▶ DATA RECORDS:
PR #2990, opened 2024-12-16
Create Menu component

### LINKED ISSUE #2962: (SP: ) Create Menu component aligned with design system
#### Description:
Implement a reusable `Menu` component that meets the design system standards. This component will be used throughout the application to maintain consistency in menu styles, behavior, and accessibility.

Image

#### Requirements:
- styles
  - Follow design system variables for colors, typography, padding, and other styles.
  - Ensure hover, focus, active, and disabled states are defined according to the design system.

- props

Don't forget to cover component with tests and add to the storybook

luiqor:
## Add Menu Component
image

- Disabled / Selected / Hovered as in old design
image

- Simple dropdown menu
image

- Menu with checkboxes
image

-  Nested dropdowns
image

- Removable items (Absent in design, present in prod notification menu)
image

## Add MenuItem Component
- Color variants + align variants
image

- Disabled, Danger color variant
image


src/design-system/components/menu-item/MenuItem.tsx
```diff
@@ -0,0 +1,107 @@
...
+        `s2s-item--density-${density}`,
+        `s2s-item--variant-${variant}`,
+        `s2s-item--color-${colorVariant}`,
+        `s2s-item--align-${alignVariant}`,
+        isToggled && 's2s-item--toggled',
+        isBottomBorder && 's2s-item--bottom-border',
+        isDisabled && 's2s-item--disabled'
+      )}
+      disabled={isDisabled}
+      key={title}
```
ShadowOfTheSpace: You don't need to pass `key` if element is not used in `map`

src/design-system/components/menu/Menu.tsx
```diff
@@ -0,0 +1,181 @@
...
+  defaultOnItemClick,
+  maxHeight,
+  minWidth,
+  noItemsMessage = defaultNoItemsMessage,
+  density = 1,
+  allowToggleMultipleItems = false,
+  isItemsRemovalEnabled = false,
+  ...menuProps
+}: MenuProps) => {
+  const [items, setItems] = useState(menuItems)
```
ShadowOfTheSpace: Add generic type to `useState`

src/design-system/components/menu/Menu.tsx
```diff
@@ -0,0 +1,181 @@
...
+          isToggled={toggledItemsTitles.includes(item.title)}
+          key={item.title}
+          onClick={() => handleItemClick(item)}
+          onRemove={
+            isItemsRemovalEnabled
+              ? () => handleItemRemoval(item.title)
+              : undefined
+          }
+        />,
+        ...(item.nestedMenuItems && toggledItemsTitles.includes(item.title)
```
ShadowOfTheSpace: I would swap those conditions to make them more understandable
```suggestion
        ...(toggledItemsTitles.includes(item.title) && item.nestedMenuItems
```

tests/unit/design-system/components/menu/Menu.spec.jsx
```diff
@@ -0,0 +1,195 @@
...
+
+    render(
+      <div>
+        <button onClick={handleClick}>Open Menu</button>
+        <Menu
+          anchorEl={document.createElement('button')}
+          setAnchorEl={setAnchorEl}
+          menuItems={resourcesMenuItems}
+        />
+      </div>
```
ShadowOfTheSpace:
```suggestion
      <>
        <button onClick={handleClick}>Open Menu</button>
        <Menu
          anchorEl={document.createElement('button')}
          setAnchorEl={setAnchorEl}
          menuItems={resourcesMenuItems}
        />
      </>
```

▶ WHAT TO WORK ON:
What is needed here is an exact reproduction of all the entries.

▶ REPLY TO THE TASK:
PR #2990, opened 2024-12-16
Create Menu component

### LINKED ISSUE #2962: (SP: ) Create Menu component aligned with design system
#### Description:
Implement a reusable `Menu` component that meets the design system standards. This component will be used throughout the application to maintain consistency in menu styles, behavior, and accessibility.

Image

#### Requirements:
- styles
  - Follow design system variables for colors, typography, padding, and other styles.
  - Ensure hover, focus, active, and disabled states are defined according to the design system.

- props

Don't forget to cover component with tests and add to the storybook

luiqor:
## Add Menu Component
image

- Disabled / Selected / Hovered as in old design
image

- Simple dropdown menu
image

- Menu with checkboxes
image

-  Nested dropdowns
image

- Removable items (Absent in design, present in prod notification menu)
image

## Add MenuItem Component
- Color variants + align variants
image

- Disabled, Danger color variant
image


src/design-system/components/menu-item/MenuItem.tsx
```diff
@@ -0,0 +1,107 @@
...
+        `s2s-item--density-${density}`,
+        `s2s-item--variant-${variant}`,
+        `s2s-item--color-${colorVariant}`,
+        `s2s-item--align-${alignVariant}`,
+        isToggled && 's2s-item--toggled',
+        isBottomBorder && 's2s-item--bottom-border',
+        isDisabled && 's2s-item--disabled'
+      )}
+      disabled={isDisabled}
+      key={title}
```
ShadowOfTheSpace: You don't need to pass `key` if element is not used in `map`

src/design-system/components/menu/Menu.tsx
```diff
@@ -0,0 +1,181 @@
...
+  defaultOnItemClick,
+  maxHeight,
+  minWidth,
+  noItemsMessage = defaultNoItemsMessage,
+  density = 1,
+  allowToggleMultipleItems = false,
+  isItemsRemovalEnabled = false,
+  ...menuProps
+}: MenuProps) => {
+  const [items, setItems] = useState(menuItems)
```
ShadowOfTheSpace: Add generic type to `useState`

src/design-system/components/menu/Menu.tsx
```diff
@@ -0,0 +1,181 @@
...
+          isToggled={toggledItemsTitles.includes(item.title)}
+          key={item.title}
+          onClick={() => handleItemClick(item)}
+          onRemove={
+            isItemsRemovalEnabled
+              ? () => handleItemRemoval(item.title)
+              : undefined
+          }
+        />,
+        ...(item.nestedMenuItems && toggledItemsTitles.includes(item.title)
```
ShadowOfTheSpace: I would swap those conditions to make them more understandable
```suggestion
        ...(toggledItemsTitles.includes(item.title) && item.nestedMenuItems
```

tests/unit/design-system/components/menu/Menu.spec.jsx
```diff
@@ -0,0 +1,195 @@
...
+
+    render(
+      <div>
+        <button onClick={handleClick}>Open Menu</button>
+        <Menu
+          anchorEl={document.createElement('button')}
+          setAnchorEl={setAnchorEl}
+          menuItems={resourcesMenuItems}
+        />
+      </div>
```
ShadowOfTheSpace:
```suggestion
      <>
        <button onClick={handleClick}>Open Menu</button>
        <Menu
          anchorEl={document.createElement('button')}
          setAnchorEl={setAnchorEl}
          menuItems={resourcesMenuItems}
        />
      </>
```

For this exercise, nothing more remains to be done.